Description of the task:
Every line of the data below that holds the string "funds" needs to be reported.

[Saved data entries]
-------------------------

PR #592, opened 2019-11-14
Move duplicated code to core.ValidateTransactorBalanceCoversTx

### LINKED ISSUE #320: Devs SBAT share tx pool payment logic
### Expected Behavior

One function encapsulates the logic on whether a tx submitter has enough value to pay for a tx in the txpool

### Current Behavior

I copied and pasted some code from the regular transaction pool in this PR (https://github.com/celo-org/geth/pull/319), and it seems that it should be shared. Potentially as part of the iEVM work

jfoutts-celo:
### Description

Moves a block of code from core.TxPool.validateTx (that's duplicated in light.TxPool.validateTx) to core.ValidateTransactorBalanceCoversTx.

### Tested

Tested that core unit tests succeed and cover both cases (sufficient and insufficient transaction funds) for the base currency.  There are no core unit tests for transactions that are invalid due to insufficient ERC20 tx.GasCurrency().

### Related issues

- Fixes #320


core/tx_pool.go
```diff
@@ -1213,6 +1197,35 @@ func (pool *TxPool) demoteUnexecutables() {
 	}
 }
 
+// ValidateTransactorBalanceCoversTx valdiates transactor has enough funds to cover transaction cost: V + GP * GL.
```
asaj: nit: typo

-------------------------

Worked solution:
Tested that core unit tests succeed and cover both cases (sufficient and insufficient transaction funds) for the base currency.  There are no core unit tests for transactions that are invalid due to insufficient ERC20 tx.GasCurrency().
+// ValidateTransactorBalanceCoversTx valdiates transactor has enough funds to cover transaction cost: V + GP * GL.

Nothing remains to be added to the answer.